▶ **Directions for this task**
Below are the records; copy each line in which "first" can be found.

═══ Excerpted records

Issue #680, opened 2020-06-19
PeerId string identifier


wemeetagain:
#### Type:
Question

#### Description:
Currently, js-libp2p uses PeerId objects to identify peers, which are compared using `equals` method and printed with `toB58String`. In many cases, the b58 string is used to index peers (eg: in Maps, Objects, Sets, etc) and there, implicitly used for id equality.

Has any thought been given to using b58 string encoded peer-ids as the canonical peer identifier throught the codebase? In this case, the keystore would be more heavily relied on to retrieve public/private keys since they wouldn't be (optionally) attached as in PeerId objects. In many cases, checking the validity of a string identifier would still be required, but strings are convenient to use for indexing and equality checking. Perhaps this may also result in general speedups and reduced memory usage, as string equality checking is generally faster than Buffer equality checking and public keys can all be stored in one place.

I definitely haven't thought thru the intricacies, just more an idea after seeing lots of `id.toB58String()` in my own code, and seeing that `peer.ID` is also a string in go-libp2p. 

Curious more than anything if this is being considered or on the roadmap, and if this has been discussed before.

vasco-santos:
This seems a good idea! Totally in favour of moving on a direction of using a string identifier and rely on the PeerStore.
We plan to move away from the `id.toB58String()` in favour of `id.toString()`. When we work on this change, I think we should definitely consider this suggestion.

wemeetagain:
I noticed, profiling lodestar, that requesting peers from the peer store (calling `libp2p.peerStore.peers`) is not very performant, taking roughly 500ms per call (with roughly 50 or so peers).
It appears to mainly be a result of creating `PeerId` objects.

![get-peers-flame](https://user-images.githubusercontent.com/1348242/101543286-a7882980-3969-11eb-8bee-bf30596fee06.png)

I'd expect that resolving this issue in the direction of using string peer-ids directly will result in a significant performance improvement.

vasco-santos:
Thanks for the data @wemeetagain 
So, once we use peerIdStr everywhere we will be able to return also the string in the `peerStore.peers`.

However, we should look into what is causing this performance degradation. The bottleneck should probably be in https://github.com/libp2p/js-peer-id/blob/master/src/index.js#L27 creating the b58string which we already have, or creating the cid in https://github.com/libp2p/js-peer-id/blob/master/src/index.js#L248 . Both have sync encodings/decodings.

[...]

PR #865, opened 2021-01-20
fix: store provider multiaddrs during find providers

achingbrain:
Changes the behaviour of `libp2p.contentRouting.findProviders` to store
the multiaddrs reported by the routers before yielding results to
the caller, so when they try to dial the provider, the multiaddrs are
already in the peer store's address book.

Also dedupes providers reported by routers but keeps all of the addresses
reported, even for duplicates.

Also, also fixes a performance bug where the previous implementation would
wait for any router to completely finish finding providers before sending
any results to the caller.  It'll now yield results as they come in which
makes it much, much faster.

Follows on from https://github.com/ipfs/js-ipfs-bitswap/pull/286#discussion_r560799814


src/content-routing.js
```diff
@@ -36,32 +43,76 @@ class ContentRouting {
...
+          }
+
+          seen.add(provider.id.toString())
+
+          return true
+        })
+      },
+      function returnAllAddresses (source) {
+        return map(source, (provider) => {
+          const addresses = peerStore.addressBook.get(provider.id) || []
```
vasco-santos, line 97: This is interesting. We might return addresses other than the ones from the router, in case we already knew the peer. Do we have any advantage with it though? For further dial, it will be good as we will attempt to dial other multiaddrs, but here it might introduce strange behaviors where the results might differ from the ones obtained with `go-ipfs`, when using the DHT.

Perhaps, we should just get the addresses from the provider record, which also means we don't need to hit the peerStore. What do you think?

vasco-santos (commented):
This looks great @achingbrain , thanks for looking into improving the async iteration. Left a suggestion.

src/content-routing.js
achingbrain: I agree, I've actually pulled this out in a further iteration.  The reason being if we've never seen the peer before (likely) and we get a second result for the same peer with different addresses (maybe likely), we'll never yield that second result because we've already yielded the first and we filter based on peer id.

Part of me thinks we shouldn't return multiaddrs at all, just the peer id, since the user now uses a peer id to connect to a remote peer instead of multiaddrs.  One for the future perhaps.

vasco-santos: > Part of me thinks we shouldn't return multiaddrs at all, just the peer id, since the user now uses a peer id to connect to a remote peer instead of multiaddrs. One for the future perhaps.

This seems a good call. We will be moving from returning `PeerId` to return its string identifier in the future for performance reasons. We can look into doing that as part of that breaking change in https://github.com/libp2p/js-libp2p/issues/680

src/content-routing/index.js
```diff
@@ -35,34 +41,28 @@ class ContentRouting {
   }
 
   /**
-   * Iterates over all content routers in series to find providers of the given key.
-   * Once a content router succeeds, iteration will stop.
+   * Iterates over all content routers in parallel to find providers of the given key.
```
vasco-santos, line 44: Can you change the above comment in the constructor that makes the DHT first? As now the order is irrelevant

src/peer-routing.js
```diff
@@ -71,7 +78,7 @@ class PeerRouting {
   }
 
   /**
-   * Iterates over all peer routers in series to find the given peer.
+   * Iterates over all peer routers in parallel to find the given peer.
```
vasco-santos, line 81: Same as content-routing with the constructor comment

src/content-routing/utils.js
```diff
@@ -0,0 +1,89 @@
...
+    return peer
+  })
+}
+
+/**
+ * Filter peers by unique peer id
+ *
+ * @param {AsyncIterable<{ id: PeerId, multiaddrs: Multiaddr[] }>} source
+ */
+function uniqueProviders (source) {
```
vasco-santos, line 33: What do you think on renaming this to `uniquePeers`? It would suit better in the `peerRouting.getClosestPeers`

test/peer-routing/peer-routing.node.js
```diff
@@ -277,70 +291,127 @@ describe('peer-routing', () => {
...
+      sinon.stub(node._dht, 'getClosestPeers').callsFake(function * () { })
+
+      sinon.stub(delegate, 'getClosestPeers').callsFake(function * () {
+        yield result
+      })
+
+      await drain(node.peerRouting.getClosestPeers('a cid'))
+
+      expect(spy.calledWith(result.id, result.multiaddrs)).to.be.true()
+    })
```
vasco-santos, line 414: Probably worth adding the `should dedupe results` test to guarantee the util is called

vasco-santos (changes requested):
This looks good! Great work @achingbrain 

Left a few minor comments

src/content-routing/index.js
achingbrain: Done!

src/peer-routing.js
achingbrain: Done!

src/content-routing/utils.js
achingbrain: Done!

test/peer-routing/peer-routing.node.js
achingbrain: Done!

hugomrdias (approved):

vasco-santos (approved):
LGTM - waiting on CI

vasco-santos:
`0.30.2` is in the interwebs 🚢

PR #868, opened 2021-01-24
Add an example of webrtc-direct

vogdb:
Add an example of custom libp2p in IPFS for a file exchange between a Node and a browser IPFS instances.

Added according to a discussion in https://github.com/libp2p/js-libp2p-webrtc-direct/issues/94#issuecomment-760313699

cc @vasco-santos please review


vasco-santos:
Hey @vogdb 
I apologise if I was not concrete enough with my suggestion for the example. If this lives in the libp2p repo, this should not be via IPFS. The way to go would be to have 2 libp2p nodes interacting with `webrtc-direct`. Then, you could follow up that with some references in the IPFS `libp2p-custom-example` to examples such as the `webrtc-direct` one.
The main reason for this is that IPFS uses libp2p, so it should be IPFS who shows up on to configure libp2p and not the other way around. Anyway, this should be easy to update .
As a fast feedback, it would be worth for the readme to have a better indication of the steps like in https://github.com/libp2p/js-libp2p/tree/master/examples/auto-relay

vogdb:
ok then. I'll do it on the weekend.

vogdb:
Might postpone it to the next weekend, didn't have much spare time.

vasco-santos:
No problem, thanks for the update :)

vogdb:
Please review. Also added you as a collaborator to my fork so you can quickly adjust if needed.

examples/webrtc-direct/README.md
```diff
@@ -0,0 +1,30 @@
...
+## 0. Run a nodejs libp2p client
+When in the root folder of this example, type `node node.js` in terminal. You should see an address that listens for
+incoming connections. Below is just an example of such address. In your case the suffix hash will be different.
+```bash
+$ node node.js 
+Listening on:
+/ip4/127.0.0.1/tcp/9090/http/p2p-webrtc-direct/p2p/QmUKQCzEUhhhobcNSrXU5uzxTqbvF1BjMCGNGZzZU14Kgd
+```
+
+## 1. Prepare a browser libp2p client
```
vasco-santos, line 14:
```suggestion
## 1. Prepare a browser libp2p dialer
```

examples/webrtc-direct/README.md
```diff
@@ -0,0 +1,30 @@
...
+Copy-paste the above address into the field `list` in `public/browser.js`:
```
vasco-santos, line 15:
```suggestion
Copy-paste the above address into the field `list` in `public/dialer.js`:
```

examples/webrtc-direct/README.md
```diff
@@ -0,0 +1,30 @@
...
+    peerDiscovery: {
+      [Bootstrap.tag]: {
+        enabled: true,
+        // paste the address into `list`
+        list: ['/ip4/127.0.0.1/tcp/9090/http/p2p-webrtc-direct/p2p/QmUKQCzEUhhhobcNSrXU5uzxTqbvF1BjMCGNGZzZU14Kgd']
+      }
+    }
+```
+
+## 2. Run a browser libp2p client
```
vasco-santos, line 26:
```suggestion
## 2. Run a browser libp2p dialer
```

examples/webrtc-direct/package.json
```diff
@@ -0,0 +1,33 @@
+{
+  "name": "ipfs-file-exchange",
```
vasco-santos, line 2:
```suggestion
  "name": "webrtc-direct",
```

vasco-santos (changes requested):
Thanks for the first iteration @vogdb 

I provided some feedback on the README. We should change the namings do dialer/listener to be consistent with the remaining examples and enable users to assimilate concepts faster.

This will also need some tests. For inspiration you can check:
- https://github.com/libp2p/js-libp2p/blob/master/examples/auto-relay/test.js
- (run a browser node) https://github.com/libp2p/js-libp2p/blob/master/examples/libp2p-in-the-browser/test.js

This test job should then be added to the github actions workflow: https://github.com/libp2p/js-libp2p/blob/master/.github/workflows/main.yml#L117

The CI is currently failing, if it persists that might be a dependency that was updated and the bundle increased. Feel free to update the bundle size expectation to the new value https://github.com/libp2p/js-libp2p/blob/master/.aegir.js#L51 if the CI keeps failing.

Other than this, we should be ready to get this merged. Once again, thanks for creating this!

examples/webrtc-direct/test.js
```diff
@@ -0,0 +1,50 @@
...
+    process.stdout.write('listener.js\n')
+
+    const listenerProc = startProcess('listener.js')
+    listenerProc.all.on('data', async (data) => {
+        process.stdout.write(data)
+
+        listenerOutput += uint8ArrayToString(data)
+        if (listenerOutput.includes('Listening on:') && listenerOutput.includes('/p2p/')) {
+            listenerAddr = listenerOutput.trim().split('Listening on:\n')[1].split('\n')[0]
+            //TODO What is the recommended way to paste `listenerAddr` into the `dialer.js`?
```
vogdb, line 31: What would be a recommended way to paste `listenerAddr` into `dialer.js`

examples/webrtc-direct/README.md
```diff
@@ -0,0 +1,33 @@
+### Webrtc-direct example
+
+An example that uses [js-libp2p-webrtc-direct](https://github.com/libp2p/js-libp2p-webrtc-direct) for connecting a
+nodejs libp2p and a browser libp2p clients. To run the example:
```
vasco-santos, line 4:
```suggestion
nodejs libp2p and browser libp2p clients. To run the example:
```

examples/webrtc-direct/test.js
vasco-santos: yes, there is no good way of doing this...

My suggestion is to allow the listener to receive a peerId via a parameter. Then, we can have the dialer browser with the default bootstrap id to be that one.

You can install `peer-id` module globally and do:

```sh
peer-id --type=ed25519 > id.json
```

This `id.json` file would also be commited in this example. Then, you can run the listener process providing a `peerId` file as a parameter like: https://github.com/libp2p/js-libp2p-relay-server/blob/v0.1.3/src/bin.js#L41

Another idea is really make this part of the example. So, use this `peer-id` file by default in the example and people can provide their own to override it. This would have the benefit that everything would just work and users would not need to change the dialer code to try this out. However, we need to make clear in the README that we are using a pregenerated peer-id by default. What do you think on this?

vogdb:
> Another idea is really make this part of the example. So, use this peer-id file by default in the example and people can provide their own to override it.

I like this approach. It also will remove a manual step of copy-pasting. Again, I will implement it only on the weekend.

vasco-santos:
@vogdb thanks for the back and forth to get this in ❤️

vogdb:
No worries, it is useful for me. Someday I hope to work on this project seriously.

examples/webrtc-direct/test.js
```diff
@@ -0,0 +1,92 @@
...
+        }
+
+        if (out.includes('✨  Built in ')) {
+            try {
+                const browser = await chromium.launch();
+                const page = await browser.newPage();
+                await page.goto(dialerUrl);
+                await page.waitForFunction(selector => document.querySelector(selector).innerText === 'libp2p started!', '#status')
+                await page.waitForFunction(
+                  selector => {
```
vogdb, line 63: Don't get inside this function. What could be the possible problem? Locally the above line is executed but this one is not.

vasco-santos: cc @hugomrdias 

playwright using chromium seems to not execute the function in: `page.waitForFunction`. Ideas?

vasco-santos: I added a `return false` inside the function and it never progressed. So it seems to be working, perhaps not does logs within the callback scope if that was what you were trying. 
I commited a process kill to stop the dialer which seemed to be the missing piece to fully run the test and stop

vasco-santos: wait, you man it fails in CI, but not locally?
That seems the case now

vogdb: > perhaps not does logs within the callback scope if that was what you were trying.

Yep. I was trying to do that. Seems that CI passes now after your fix. Please review the PR.

examples/webrtc-direct/README.md
```diff
@@ -0,0 +1,33 @@
...
+incoming connections. Below is just an example of such address. In your case the suffix hash (`peerId`) will be different.
+
+```bash
+$ node listener.js 
+Listening on:
+/ip4/127.0.0.1/tcp/9090/http/p2p-webrtc-direct/p2p/QmUKQCzEUhhhobcNSrXU5uzxTqbvF1BjMCGNGZzZU14Kgd
+```
+
+## 1. Prepare a browser libp2p dialer
+Copy-paste the above address into the field `list` in `public/dialer.js`:
```
vasco-santos, line 18:
```suggestion
Confirm that the above address is the same as the field `list` in `public/dialer.js`:
```

examples/webrtc-direct/README.md
```diff
@@ -0,0 +1,33 @@
...
+        enabled: true,
+        // paste the address into `list`
+        list: ['/ip4/127.0.0.1/tcp/9090/http/p2p-webrtc-direct/p2p/QmUKQCzEUhhhobcNSrXU5uzxTqbvF1BjMCGNGZzZU14Kgd']
+      }
+    }
+```
+
+## 2. Run a browser libp2p dialer
+When in the root folder of this example, type `npm run dev` in terminal. You should see an address where you can browse
+the running client. Open this address in your browser. In my case the address was `http://127.0.0.1:12345`. In console
```
vasco-santos, line 31:
```suggestion
the running client. Open this address in your browser. In console
```

vasco-santos (approved):
LGTM!
Thanks for the PR @vogdb

vogdb:
Thank you for guidance. Happy to contribute.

══════

▶ **Task result**
achingbrain: I agree, I've actually pulled this out in a further iteration.  The reason being if we've never seen the peer before (likely) and we get a second result for the same peer with different addresses (maybe likely), we'll never yield that second result because we've already yielded the first and we filter based on peer id.
vasco-santos, line 44: Can you change the above comment in the constructor that makes the DHT first? As now the order is irrelevant
Thanks for the first iteration @vogdb 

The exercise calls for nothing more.